Consultemos, de novo, o LIVRO e leiamos o evangelista Mateus, capítulo 25, versículos 31 e sgs.: Tudo o que fizestes a um dos mais pequeninos foi a Mim mesmo que o fizestes. E tudo o que deixaste de fazer a um dos mais pequeninos foi a Mim mesmo que o deixastes de fazer. O nosso Mestre precisou bem o objecto do serviço ou da doação: não foram promessas, velas, incensos, missas, procissões ou confissões, mas soluções concretas para problemas concretos: Pão para a fome, Água para a sede, Abrigo para o abandono sem refúgio, Visita a um doente, a um preso.

Além da objectivação da matéria de facto, o mais profundo e retumbante (e que faz de Jesus o Maior Líder Religioso da História) é verificar a portentosa identificação da Divindade com a Humanidade. Em nenhuma outra Religião se instaurou este princípio basilar: Deus (‘re)-incarnado’ na pessoa humana, por mais insignificante ou indefesa que pareça. Tão decisivo este princípio, que até está na base de todo o ordenamento jurídico-penal do cristianismo!!! Por outras palavras: é por ele que seremos julgados: Tudo o que fizestes a um dos mais pequeninos foia Mim que o fizestes.

Precisamente neste entroncamento é que se situa o elemento religioso: só ofendemos a Deus quando ofendemos ou prejudicamos alguém. Se o “agravo” a Deus passa pelo “agravo” feito a alguém, na mesma lógica, o Perdão de Deus só acontece através do Perdão desse alguém. Portanto, é este Perdão humano que tem a precedência sobre o Perdão religioso. Infelizmente, por cobardia, têm-nos ensinado o contrário: pretendemos chegar a Deus sem passar pela pessoa humana. Inútil, abusivo, farisaico! Primeiro, vai lá fora falar com quem ofendeste e, só depois, vem ao altar.

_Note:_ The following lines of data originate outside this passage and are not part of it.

PR #649, opened 2015-10-18
Elcapitan

rpspringuel:
This series of commits revamps the scripts associated with the Mac installer significantly to accomplish the following:

1. The installer is now SIP compliant, and will thus work on El Capitan.
2. The installer now recognizes installations of TeXLive which were not done using the MacTeX installer (namely using the MacPorts texlive port and the TeXLive command line tool that is platform independent).
3. The installer scripts log their operations, allowing for an easier diagnosis of what might have gone wrong with a failed installation.

I've also made some adjustments to what is installed to bring it up to 4.0 standards.


henryso:
I'm not really qualified to review the Mac OS stuff, but it seems fine to me.

rpspringuel:
I don't think any of the other regular developers could examine this for functionality (as was pointed out I'm the only one with a Mac).  We probably have to rely on my testing and fix bugs as they are pointed out by users.

On the testing front, I did try the installer out on Mavericks against a TeXLive 2014 install from the command-line tool, on Yosemite against both a MacTeX and MacPorts install of TeXLive 2015, and on El Capitan against both a MacTeX and MacPorts install of TeXLive 2015.  In all cases the installer saw a system which had never had Gregorio installed before and resulted in a working installation.  Do you think there are any other combinations that I should test?  The biggest reason for not testing other combinations is that I don't have ready made snapshots of my VMs in those other conditions.  As it was I had to create the El Capitan VM in its various states in order to test this and that sort of thing takes a while (it is, after all, doing a fresh install of the OS and then installing the rather large TeXLive package a few times in different ways).

The one thing I do think that other developers could comment on intelligently is the coding style of my shell scripts.  This is the only project for which I do any significant shell script coding and so I don't have a whole lot of experience to draw upon when it comes to assessing their readability, etc.

henryso:
OK, then from that point of view, I would protect all directory and file name variables in the shell scripts with double quotes in case there's a space in the name.

rpspringuel:
What about when the variable is part of a string (and thus, in a sense, already inside double quotes)?

henryso:
In a construct such as:
```
MESSAGE="The value of MYVAR = $MYVAR"
```
then the variable is already in double quotes.

Do you mean something else?

rpspringuel:
No, that's exactly what I meant.

rpspringuel:
If no one has any further comments on this I'll merge it.

henryso:
I have no further comment.

PR #651, opened 2015-10-19
Added a case to handle T_TORCULUS_LIQUESCENS (climacus praepunctis deminutus).

### LINKED ISSUE #650: problem with horizontal episema on first note in a torculus that ends with a liquescent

Trago agora à colação, os 150 confessionários e o eufemístico ‘Parque do Perdão’ da JMJ. Por hipótese, uma alma cheia de escrúpulos e bem intencionada vai confessar-se num deles e ficar ainda com algum remorso de não ter-se confessado correctamente. E passa para outro e deste para um terceiro e um quarto, até chegar ao último do 150 confessionários, mas ainda carente, duvidando do perdão do confessor. E tem toda a razão: os erros, os roubos, as calúnias, as agressões que confessou a um estranho (ou aos 150) foram entregues a destinatários errados, desconhecidos, talvez de outras nacionalidades. O destinatário certo, o lesado ou agredido, é aquele ou é aquela que o agressor conhece bem e, possivelmente, vive perto da sua casa ou dentro dela. Nestes termos (e sem menosprezo por quem procura no confessionário uma espécie de catarse psicológica) é legítimo concluir que o apregoado “Parque do Perdão” não mora na Bobadela da JMJ.

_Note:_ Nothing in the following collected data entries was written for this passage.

PR #657, opened 2015-10-24
Implemented a toggle-able forced hyphen for empty initial syllables.

### LINKED ISSUE #653: Stylistic hyphen

henryso:
Fixes #653.

I changed the wording a bit from #656 since this is now part of 4.0.

### DIFF
--- a/doc/Command_Index_User.tex
+++ b/doc/Command_Index_User.tex
@@ -790,15 +790,22 @@ Macro to determine whether the last line of the score should be justified or not
 \subsubsection{Hyphenation}
 
 \macroname{\textbackslash gresethyphen}{\{\#1\}}{gregoriotex-main.tex}
-Tell Gregorio\TeX\ to when to place a hyphen between
-syllables in polysyllabic words in a score.  This is done by overriding \texttt{maximumspacewithoutdash} so subsequent changes to this dimension will override this command.
+Tells Gregorio\TeX\ how to place a hyphen between syllables in polysyllabic words in a score.  This is done by overriding \texttt{maximumspacewithoutdash} so subsequent changes to this dimension will override this command.
 
 \begin{argtable}
   \#1 & force & Hyphens will appear between all syllables in polysyllabic words.\\
-  & auto & Hyphens will appear based on the setting of \texttt{maximumspacewithoutdash}
+      & auto  & Hyphens will appear based on the setting of \texttt{maximumspacewithoutdash} (default)
 \end{argtable}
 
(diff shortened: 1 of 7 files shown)


doc/Command_Index_User.tex
```diff
@@ -790,16 +790,23 @@ \subsubsection{End of Line Behavior}
 \subsubsection{Hyphenation}
 
 \macroname{\textbackslash gresethyphen}{\{\#1\}}{gregoriotex-main.tex}
-Tell Gregorio\TeX\ to when to place a hyphen between
-syllables in polysyllabic words in a score.  This is done by overriding \texttt{maximumspacewithoutdash} so subsequent changes to this dimension will override this command.
+Tells Gregorio\TeX\ how to place a hyphen between syllables in polysyllabic words in a score.  This is done by overriding \texttt{maximumspacewithoutdash} so subsequent changes to this dimension will override this command.
```
rpspringuel: I realize that this is old code that you haven't actually changed, but it got me thinking.
Given that you've introduced a flag `\ifgre@forcehyphen` my naive expectation would be that this should be used here instead of altering `maximumspacewithoutdash`.

Perhaps your flag should be called `\ifgre@showhyphen` instead, in which case we could revamp the way this setting works so that it doesn't have to alter `maximumspacewithoutdash` (but that sort of optimization need not be part of this change).

henryso: Let's tackle that as a separate issue.

It would be a little more complex than what you mention.  I introduced that flag so I could have an "or" condition that causes the hyphen to appear: either it's the first initial and the hyphen is forced or the spacing requires a hyphen.  As such, this flag is reset by \GreSyllable.  We could use it for `\gresethyphen`, which should then need to set its own flag (rather than adjusting `maximumspacewithoutdash`) which would then be used as an additional clause of the above "or" condition.

rpspringuel: I agree that reworking `\gresethyphen`'s internals would be a separate issue.  I'm just saying that the name `\ifgre@forcehyphen` makes me think you're doing what that issue would address, rather than what you're actually addressing here.

Basically the only issue I have right now is in your choice of names, but if you want to stick with it as is, I can confirm that everything works as expected and is ready for merge.

henryso:
@rpspringuel Thanks for clarifying.  I renamed the flag.

rpspringuel:
You missed the occurance in the documentation.

henryso:
Fixed.  Thanks.

PR #659, opened 2015-10-25
Windowsfileversion

rpspringuel:
Windows Installers key off the `FILEVERSION` variable in the fixed-info section of the resource file to determine whether or not to replace a file when installing an upgrade.  This commit updates that variable (and `PRODUCTVERSION` in the same block, for good measure) to match the current version number.
It also adds rules to VersionManager.py for updating those variables correctly.  For these binary version numbers, all four components must be (16-bit) integers; `-beta` and `-rc` are not allowed.  To accommodate this, I've mapped the fourth component of the binary version number as follows:
  - `-beta1` to `-beta9` map to `11` to `19`
  - `-rc1` to `-rc9` map to `21` to `29`
  - all official releases have a fourth component of `30`

In this fashion, this component will increase as we progress towards a release.
Note: This mapping does limit us to 9 betas and 9 release candidates, but I think that's enough.
I also made it so that newly created betas are tagged as `-beta1` and added a new option to VersionManager.py for incrementing beta numbers.


eroux:
Ok for me, thanks a lot!

henryso:
Seems fine to me.

PR #665, opened 2015-10-31
Fixed lost "endgroup" for first letter centering of empty syllables.

henryso:
This is an edge case where the first syllable is empty (or has only the initial when initials are enabled).  The fifth argument to `\GreSetThisSyllable` was lost.  This corrects that bug.


rpspringuel:
Checks out for me.

PR #678, opened 2015-11-26
Corrected end-of-word detection when there is no whitespace at end-of-file.

### LINKED ISSUE #675: Problem with no newline after a single-syllable word on the last line
If a file has no newline on the last line and the last word is a one-syllable word, the syllable is incorrectly detected as `WORD_BEGINNING` rather than `WORD_ONE_SYLLABLE`.  If there *is* a newline after the last word, then the syllable is correctly detected as `WORD_ONE_SYLLABLE`.

I'm not sure this is a problem in any real-world situation, but it is something peculiar I noticed while debugging some tests.

henryso:
Fixes #675.

Tests pass once the affected test expectation is updated.
 
### DIFF
--- a/src/gabc/gabc-score-determination.l
+++ b/src/gabc/gabc-score-determination.l
@@ -25,12 +25,14 @@
 #include <string.h>
 #include "struct.h"
 #include "messages.h"
+#include "bool.h"
 
 #include "gabc.h"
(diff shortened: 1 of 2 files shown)


eroux:
ok for me!

PR #681, opened 2015-11-29
Simplify and fix gprocess to work with 4.0.0.

avbop:
The gprocess script wasn't working with 4.0.0-rc1, but this should fix it. I also pulled out the PDF viewer code, as it seemed unnecessary.


henryso:
Looks good to me.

E agora, a resposta à tal ‘frase batida’: A quem se confessa Putin?... Ele é cristão e ortodoxo. A quem se confessa?... A essa ‘múmia’ extra-terrestre, de nome Kirilos, Patriarca de Moscovo, auto-proclamado Representante de Cristo na terra… e seu antigo camarada do KGB!... Quem é que atura tão ridícula e blasfema comédia orto-religiosa?! E as famílias que ele sangra de dor em campo de guerra, os mortos em combate, a destruição de cidades e comunidades, as crianças atiradas ao abandono, à fome, aos escombros?... Putin, o assassino, também se confessa e comunga… Só por isto, sobram razões para descre de uma farsa chamada confissão!

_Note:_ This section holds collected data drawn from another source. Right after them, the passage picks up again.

Issue #663, opened 2015-10-27
Crunching space around alterations mid-line


rpspringuel:
Much like alterations which lead a line, it should be possible for alterations which lead a syllable mid-line to invade the space of the previous syllable so long as a few conditions are met:

1. The alteration extends out to the left of the lyrics of its own syllable (i.e. the syllable has a positive `begindifference`)
2. The previous syllable had lyrics which extended beyond the end of its notes (i.e. `previousendifference` is positive)
3. The space between the notes of the previous syllable and the alteration is at least `spacebeforealteration`.

PR #686, opened 2015-12-03
attempt to fix 663

eroux:
#663 is clearly a bug to me, this is an attempt at fixing it. Before going further, I'd like to know your opinion on two points:

- I think it should be fixed for 4.0, the core of the fix (line 295 of gregoriotex-syllable.tex) is quite small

    Peço desculpa a quem teve a paciência de acompanhar-me nesta íntima introspecção aprendida ao longo da vida, peço também desculpa se ofendi a mentalidade e a sensibilidade de quem pensa o contrário, Pretendi apenas justificar por que é que eu, nos 60 anos de ordenado padre católico, não ouço confissões há mais de 50, celebrando em seu lugar a “Festa do Perdão”, um acto comunitário no templo da Ribeira Seca, previamente preparado, consoante a expressão de um velho paroquiano, já falecido, que dizia: ‘O Perdão é como o pão, tem que se trazer de casa, amassado e cozido”.

Festa do Perdão, sublinho – porque o Perdão Perfeito há-de terminar em festa – a Festa do Abraço, da Paz, da Fraternidade!